## Activity
Comb through the entries for "there" and pull out each line that holds it.

## Entries shown
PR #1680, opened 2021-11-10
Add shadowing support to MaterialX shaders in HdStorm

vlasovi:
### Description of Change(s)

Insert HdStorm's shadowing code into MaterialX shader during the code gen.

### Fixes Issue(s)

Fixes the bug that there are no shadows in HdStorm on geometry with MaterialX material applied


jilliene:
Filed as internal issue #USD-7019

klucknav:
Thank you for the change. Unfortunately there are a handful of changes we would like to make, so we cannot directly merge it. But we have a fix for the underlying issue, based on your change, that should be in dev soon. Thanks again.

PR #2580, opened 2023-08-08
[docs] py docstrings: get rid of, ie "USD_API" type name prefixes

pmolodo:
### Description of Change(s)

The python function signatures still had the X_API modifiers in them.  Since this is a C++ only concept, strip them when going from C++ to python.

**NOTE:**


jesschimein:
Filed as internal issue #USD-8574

## Exercise output
Fixes the bug that there are no shadows in HdStorm on geometry with MaterialX material applied
Thank you for the change. Unfortunately there are a handful of changes we would like to make, so we cannot directly merge it. But we have a fix for the underlying issue, based on your change, that should be in dev soon. Thanks again.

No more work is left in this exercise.